J Lim et al. Hippocampus. 2025 May.

Abstract

The dentate gyrus subfield of the hippocampus is thought to be critically involved in the disambiguation of similar episodic experiences and places in a context-dependent manner. However, most empirical evidence has come from lesion and gene knock-out studies in rodents, in which the dentate gyrus is permanently perturbed and compensation of affected functions via other areas within the memory circuit could take place. The acute and causal role of the dentate gyrus herein remains therefore elusive. The present study aimed to investigate the acute role of the dorsal dentate gyrus in disambiguation learning using reversible inhibitory DREADDs. Rats were trained on a location discrimination task and learned to discriminate between a rewarded and unrewarded location with either small (similar condition) or large (dissimilar condition) separation. Reward contingencies switched after applying a reversal rule, allowing us to track the temporal engagement of the dentate gyrus during the task. Bilateral DREADD modulation of the dentate gyrus impaired the initial acquisition learning of place-reward associations, but performance rapidly recovered to baseline levels within the same session.
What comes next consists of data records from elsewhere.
PR #17, opened 2018-05-03
Make Trigger and Permission objects hashable and more or less immutable (SPARK-12)

MHajoha:
This PR implements `__hash__` methods for the Trigger and Permission objects.
It also implements an `__eq__` method for the Trigger object and makes both objects relatively immutable.

The Trigger object's `__hash__` simply xors the hashes of its key attributes together, but it only does it once when the hash is first needed. The Permission's `__hash__` just uses the permission level to be in line with its `__eq__` method.

I likely won't give the API handlers `__eq__` and `__hash__` methods because, on seconds thought, that's pretty fucking pointless.

### DIFF
--- a/Modules/trigger.py
+++ b/Modules/trigger.py
@@ -112,7 +112,7 @@ class Trigger(object):
             else:
                 return True
         else:
-            return super().__eq__(other)
+            return False
 
     def __hash__(self) -> int:
         if self._hash is None:
--- a/Modules/trigger.py
+++ b/Modules/trigger.py
@@ -100,6 +100,19 @@ class Trigger(object):
         """
         await self.bot.message(self.channel if self.channel else self.nickname, msg)
 
+    def __eq__(self, other):
+        if self is other:
+            return True
+        elif isinstance(other, Trigger):
+            for name, value in Trigger.__dict__.items():
+                if isinstance(value, property):
+                    if getattr(self, name) != getattr(other, name):
+                        return False
+            else:
+                return True
+        else:
+            return super().__eq__(other)
+
     def __hash__(self):
         if self._hash is None:
             attrs = (self._words_eol[0], self._nickname, self._target, self._ident, self._hostname,
--- a/Modules/trigger.py
+++ b/Modules/trigger.py
@@ -1,7 +1,8 @@
+from functools import reduce
+from operator import xor
 from typing import List
 
 import pydle
-import sys
 
 
 class Trigger(object):
@@ -100,7 +101,7 @@ class Trigger(object):
         """
         await self.bot.message(self.channel if self.channel else self.nickname, msg)
 
-    def __eq__(self, other):
+    def __eq__(self, other) -> bool:
         if self is other:
             return True
         elif isinstance(other, Trigger):
@@ -113,16 +114,10 @@ class Trigger(object):
         else:
             return super().__eq__(other)
 
-    def __hash__(self):
+    def __hash__(self) -> int:
         if self._hash is None:
             attrs = (self._words_eol[0], self._nickname, self._target, self._ident, self._hostname,
                      self._realname, self._away, self._account)
-
-            offset = sys.hash_info.width
-            interval = offset // len(attrs)
-            self._hash = 0
-            for attr in attrs:
-                offset -= interval
-                self._hash |= hash(attr) << offset
+            self._hash = reduce(xor, map(hash, attrs))
 
         return self._hash
--- a/Modules/trigger.py
+++ b/Modules/trigger.py
@@ -1,6 +1,7 @@
 from typing import List
 
 import pydle
+import sys
 
 
 class Trigger(object):
@@ -44,6 +45,8 @@ class Trigger(object):
         self.account = account
         self.identified = identified
 
+        self._hash = None
+
     @classmethod
     def from_bot_user(cls, bot: pydle.BasicClient, nickname: str, target: str, words: List[str],
                       words_eol: List[str] = None) -> 'Trigger':
@@ -83,3 +86,17 @@ class Trigger(object):
             msg (str): Message to send.
         """
         await self.bot.message(self.channel if self.channel else self.nickname, msg)
+
+    def __hash__(self):
+        if self._hash is None:
+            attrs = (self.words_eol[0], self.nickname, self.target, self.ident, self.hostname,
+                     self.realname, self.away, self.account)
+
+            offset = sys.hash_info.width
+            interval = offset // len(attrs)
+            self._hash = 0
+            for attr in attrs:
+                offset -= interval
+                self._hash |= hash(attr) << offset
+
+        return self._hash
--- a/Modules/trigger.py
+++ b/Modules/trigger.py
@@ -33,19 +33,32 @@ class Trigger(object):
                 nickname.
             identified (bool): Whether or not the user is identified with NickServ.
         """
-        self.bot = bot
-        self.words = words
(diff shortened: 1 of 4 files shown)


Modules/trigger.py
```diff
@@ -83,3 +100,24 @@ def channel(self) -> str or None:
...
+        if self is other:
+            return True
+        elif isinstance(other, Trigger):
+            for name, value in Trigger.__dict__.items():
+                if isinstance(value, property):
+                    if getattr(self, name) != getattr(other, name):
+                        return False
+            else:
+                return True
+        else:
```
theunkn0wn1: If `other` is not of Type Trigger this should raise a TypeError rather than calling the super

Modules/trigger.py
```diff
@@ -32,17 +34,32 @@ def __init__(self, bot: pydle.BasicClient, words: List[str], words_eol: List[str
...
+        self._hash = None
+        self._immutable = True
+
+    bot = property(lambda self: self._bot)
+    words = property(lambda self: self._words)
+    words_eol = property(lambda self: self._words_eol)
+    nickname = property(lambda self: self._nickname)
+    target = property(lambda self: self._target)
+    ident = property(lambda self: self._ident)
+    hostname = property(lambda self: self._hostname)
```
theunkn0wn1: Question: does this create a read-only property? we may want to be able to change these values at runtime

Modules/trigger.py
```diff
@@ -83,3 +100,24 @@ def channel(self) -> str or None:
             msg (str): Message to send.
         """
         await self.bot.message(self.channel if self.channel else self.nickname, msg)
+
+    def __eq__(self, other) -> bool:
+        if self is other:
+            return True
+        elif isinstance(other, Trigger):
+            for name, value in Trigger.__dict__.items():
```
theunkn0wn1: Why are we calling a magic rather than comparing the relevant attributes by name?

Modules/trigger.py
MHajoha: Unless there is convention which I am not aware of, there should not be a problem with this.
By definition, calling the super follows the convention of returning `False` if the other object is of a different type which Python's buitins follow.
An argument could be made that it should just return `False` without asking the super, since in the case of subclassing object, the two are equivalent.

Modules/trigger.py
MHajoha: Omitting the setter makes the property read-only. 
Though technically one could write to the private attribute directly.

theunkn0wn1: Of course we could, but that would be bad practice to write to a private directly. What im saying here is we may want to change some of these properties at runtime therefore should not limit them to read-only

Modules/trigger.py
MHajoha: Short answer: I'm lazy and this object has a bunch of attributes.
Better answer: As far as I'm aware, `type.__dict__.values()` is the only way of getting an iterator over all the properties of the class.

MHajoha: Accessing magic isn't in itself a warcrime, either. Many of the functions which wrap it simply provide extra functionality, so they should be used when available.

Modules/trigger.py
MHajoha: The Trigger object, as it currently is, is designed to provide a command with information on how and by whom the command was invoked. This should be a snapshot of the state at the point of invocation.
e.g. if a user changes their nickname during execution of a command by them, the nickname in the trigger object should not be updated
The same goes for the other user attributes and even more strongly for words and words_eol.

MHajoha: Long story short, the Trigger object is a prime example of an object that really ought to be immutable.

The alternative could lead to bad things when a command function suddenly finds its Trigger object changed in such a way that it no longer matches the state of the command function.

theunkn0wn1: Nope, trigger should be immutable, i misread.

beepbeat: If my understanding of Trigger objects being invalidated after command execution has finished, write-access after initializing them should be forbidden, due to the fact that information should be reliable  and they are also short-lived, as on the next command a new Trigger would be constructed, reflecting any change that might have happened in the mean time.

I fully agree with MH here

theunkn0wn1: YEah. my original comment was based in a misunderstanding on my part, Trigger objects should be immutable after creation, and should not be able to modify the bot or its context.

Modules/trigger.py
theunkn0wn1: The two methods would be equal, but i see no reason to invoke the super in this context. would it not be more efficient to simply return false, since the super call is both unnecessary and yield the same result?

tests/test_trigger.py
```diff
@@ -63,3 +63,36 @@ def test_create_from_user_query(bot_fx):
...
+                       "not_a_channel", "test_ident", "test.vhost")
+
+    assert trigger1 == trigger1
+    assert trigger2 == trigger2
+
+    assert trigger1 == trigger2
+    assert trigger2 == trigger1
+
+def test_trigger_ne(bot_fx):
+    trigger1 = Trigger(bot_fx, ["some", "thing"], ["some thing", "thing"], "test_nick",
```
theunkn0wn1: may i suggest providing `trigger` as a fixture? would reduce duplicity. Failing that you could paramatrize this, so you can test with various inputs rather than a single pair of hardcodes

tests/test_trigger.py
```diff
@@ -63,3 +63,36 @@ def test_create_from_user_query(bot_fx):
...
+                       "not_a_channel", "test_ident", "test.vhost")
+    trigger2 = Trigger(bot_fx, ["some", "thing"], ["another thing", "thing"], "stupid_nick",
```
theunkn0wn1: can we avoid vulgarity in our test suites? keep it PG 😉

tests/test_trigger.py
```diff
@@ -63,3 +63,36 @@ def test_create_from_user_query(bot_fx):
...
+                       "not_a_channel", "test_ident", "go.away")
+
+    assert trigger1 != trigger2
+    assert trigger2 != trigger1
+
+def test_trigger_hash():
+    trigger1 = Trigger(None, ["some", "thing"], ["some thing", "thing"], "test_nick",
+                       "not_a_channel", "test_ident", "test.vhost")
+    trigger2 = Trigger(None, ["some", "thing"], ["some thing", "thing"], "test_nick",
```
theunkn0wn1: Methinks 
```py
trigger2 = deepcopy(trigger1)
```
would be a more effective solution, rather than a copy paste

Modules/trigger.py
theunkn0wn1: _grumbles_

tests/test_trigger.py
MHajoha: I honestly don't see `go.away` and `stupid_nick` not being PG

tests/test_trigger.py
MHajoha: I don't think there's justification for making this a fixture, since I need a few different Trigger objects and they likely wouldn't be used in any other tests.
Parametrized tests wouldn't really increase test coverage much, but definitely wouldn't hurt...

Modules/trigger.py
MHajoha: Hmm, alrighty

tests/test_trigger.py
MHajoha: That would work, though these are just tests so performance isn't really an issue. And I believe this to be more verbose. Potatoes potahtoes though.

PR #19, opened 2018-05-11
SPARK-18

theunkn0wn1:
- [x] context
Implements features of SPARK-18


Modules/diagnostics/Diagnostics.py
```diff
@@ -0,0 +1,71 @@
...
+from Modules.commandcontext import CommandContext
+from Modules.permissions import require_permission
+from Modules.rat_command import Commands
+
+log = logging.getLogger(f'{config.Logging.base_logger}.handlers')
+
+
+@require_permission(permissions.TECHRAT)
+@Commands.command("debug-fetch")
+async def cmd_testNick(bot, trigger: CommandContext):
```
MHajoha: I believe we were chatting once about keeping the actual commands separate from the infrastructure.
In that spirit, perhaps a better place for this file would be in `/commands/debug.py`?

Modules/commandcontext.py
```diff
@@ -0,0 +1,104 @@
+from functools import reduce
+from operator import xor
+from typing import List, Union
+
+import pydle
+
+from Modules.user import User
+
+
+class CommandContext(object):
```
MHajoha: We will be throwing these objects around a lot. Perhaps `Context` would be much shorter and quicker to use while not sacrificing conciseness?

Modules/commandcontext.py
```diff
@@ -0,0 +1,104 @@
...
+    """MechaClient instance"""
+    words: [str] = property(lambda self: self._words)
+    words_eol: list = property(lambda self: self._words_eol)
+    """words deliminated to EOL"""
+    user: User = property(lambda self: self._user)
+    """invoking IRC user"""
+
+
+    @classmethod
+    async def from_bot_user(cls, bot: pydle.BasicClient, nickname: str, target: str,
```
MHajoha: With the (very good) `User.from_bot` method existing, there might not be much use in this one, as it doesn't serve much use over the constructor. The `User` object could be (and would probably make more sense to be) created by the caller.

Modules/user.py
```diff
@@ -0,0 +1,139 @@
...
+        # sets the permission based on the hostmask
+        # which requires stripping the username and the leading period
+        try:
+            # FIXME: access to protected member
+            # loop over every known vhost
+            for key, value in permissions._by_vhost.items():
+                # if a vhost matches, and the user is identified
+                if hostname.endswith(key) and identified is True:
+                    self._permission_level = value
+        except KeyError:
```
MHajoha: Hey, I see you added the permission level as a property of `User`. I have two concerns with this:

1. As you point out yourself, this accesses the private `_by_vhost` directly. Simply creating a public, top-level function `has_level(vhost: str, level:Permission)` in `permissions.py` will easily solve this.

2. Why not just leave it as it was? Letting the `require_permission` decorator: a) worked fine, so why try (and fail) to fix it? b) avoids adding another public member to the permissions module

I suppose there could at some point be some sort of reason for a command function to inquire the users permission after it has been called, however I can't come up with a circumstance for this and, as you were so intent on in the `Rescue.outcome` discussion, where our opinions were reversed, why build what we don't need (and will likely never need)?

This also brings up another, deeper problem I see in development style (and this is not at all the only instance of this): Adding TODOs and FIXMEs to code which you know to be broken does not make it any better. In fact, it gives an impression, to me at least, that you didn't care to fix the issue itself. You moved the JIRA story on this to 'In review'. That leads me to believe that you consider this done and up for merging. So why is it still broken, especially when the solution is not that hard? I ask you to strive towards cleaner and better polish here. If not before pushing, as I believe would be ideal, then before peer review.

I hope you don't see me saying that as rude, because I don't want it to be and I have tried to keep it polite, however I also don't believe in keeping quiet about these things as this does bug me.

theunkn0wn1: It was a "this might be useful" kinds of things, to which i forgot was already implemented elsewhere. You are absolutely right for calling me on this. the `require_permission` decorators job is to handle user permissions, i should not be reinventing the wheel.

It is that i do not care to fix a problem itself, more that i know its broken but i cannot fix it without things that do not yet exist. I have reviewed all my TODOs and FIXMEs and all bot two of them require at least the API interface to exist. (after removing items that are no longer valid.) 
It is NOT that i do not care to fix issues, it is that i know there are issues that i cannot resolve without making fatal assumptions dependent on features that do not exist within the codebase (yet). Sure i can peak over to your branch and write the associated call, but i would rather wait until your branch is PRed in so you can make any changes you need prior to pushing without needing to inform you made a breaking change.

AS for why i marked the feature as "in review" as the first part of the large story (the Context object) is what i consider to be ready for review. Granted i should have created a task rather than moving the whole story, but i was under the impression the changes i made to the title and description of this PR were sufficient to communicate that fact. Evidently i am mistaken and i took the incorrect path to expressing my intentions.

corrections incoming.

main.py
```diff
@@ -51,85 +62,115 @@ class MechaClient(Client):
...
     """
-    log.warning(f"cmd_ping triggered on channel '{trigger.channel}' for user "
+    LOG.warning(f"cmd_ping triggered on channel '{trigger.channel}' for user "
                 f"'{trigger.nickname}'")
     await trigger.reply(f"{trigger.nickname} pong!")
 
 
+@require_permission(permissions.RAT)
+@Commands.command("version", "potato", "ver")
+async def cmd_version(bot, trigger: Context):
```
MHajoha: Maybe these should also be moved to the `commands` package?

Modules/permissions.py
```diff
@@ -115,15 +120,20 @@ def require_permission(permission: Permission,
...
-        async def guarded(bot, trigger):
-            if trigger.identified and trigger.hostname in _by_vhost.keys() \
-                    and _by_vhost[trigger.hostname] >= permission:
-                return await func(bot, trigger)
+        async def guarded(bot, context: 'Context'):
+            log.debug(f"context = {context}")
+            granted_permissions = NONE
+            for key, value in _by_vhost.items():
+                if context.user.hostname.endswith(key) and context.user.identified is True:
+                    granted_permissions = value
```
MHajoha: This method of iterating over `_by_vhost` is imperfect. Simply grabbing `_by_vhost[context.user.hostname]` if it exists worked fine, and should be more clear and be more performant.

Asking whether the user's hostname ends with the vhost is fragile in any event, as, for example, this would cause overlap between `techrat.fuelrats.com` and `rat.fuelrats.com`, which would lead to a sever bug of the techrat not being able to execute a command with a required permission level higher than `RAT`, since the rat level comes before the techrat level in `_by_vhost` and python dicts are basically ordered these days.

beepbeat: ``` granted_permissions = value if (not granted_permissions or granted_permissions < value) ``` should always give you the highest eligible permission level, assuming I didn't messed up that python

main.py
```diff
@@ -51,85 +62,115 @@ class MechaClient(Client):
...
 # entry point
 if __name__ == "__main__":
-    log.info("hello world!")
+    LOG.info("hello world!")
 
-    pool = ClientPool()
-    log.debug("starting bot for server...")
+    POOL = ClientPool()
+    LOG.debug("starting bot for server...")
     try:
```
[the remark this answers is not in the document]
theunkn0wn1: According to Pylint, these are constants. The value is set during load but is not changed at runtime. methinks thats the reasoning behind treating this as a constant

main.py
theunkn0wn1: I want at least the version / ping command to remain in main, as an indication that Mechasqueak started up OK

Modules/permissions.py
theunkn0wn1: it does not work by grabbing the hostname, as the hostname is more than just the host mask. 
Normal users' hostname looks something like `{name}.{ident}@{role}.fuelrats.com` and admins are `{name}@{role}.fuelrats.com`. 

Therefore, this is the simplest method was to itterate over the known hosts and checking if the hostname ends with a mask.

main.py
beepbeat: I agree with having some kind of ping capability that does not rely on other modules being loaded

Modules/context.py
```diff
@@ -0,0 +1,116 @@
...
+        self._words = words
+        self._words_eol = words_eol
+        self._user = user
+        self._hash = None
+        self._target = target
+
+    bot: 'MechaClient' = property(lambda self: self._bot)
+    """MechaClient instance"""
+    words: [str] = property(lambda self: self._words)
+    words_eol: list = property(lambda self: self._words_eol)
```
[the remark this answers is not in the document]
theunkn0wn1: lol, sure thing.

main.py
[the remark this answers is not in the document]
MHajoha: Hrmpf. These are local variables not used anywhere else. I'd like to have a word with these pylint people...

main.py
MHajoha: This still relies on other modules being loaded. The commands and permissions modules to be exact.

Modules/permissions.py
MHajoha: Err, we're both half right. You're right, I forgot that what I assume to be a person's fuelrats.com username being part of their vhost. `_by_vhost[hostname]` won't work as I had hoped. However what you call `name`, generally called ident or username is not part of the hostname and (unless pydle's whois does some really strange things) is stored seperately in `user.username`.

Modeling of the behavioral patterns revealed that reward sensitivity and alternation behavior were temporally associated with the DG-dependent impairment during acquisition learning. Our study thus provides novel evidence that the dorsal dentate gyrus is acutely engaged during the initial acquisition learning of place-reward associations.

Keywords: DREADDs; dentate gyrus; episodic memory; hippocampus; place‐reward associations; rats.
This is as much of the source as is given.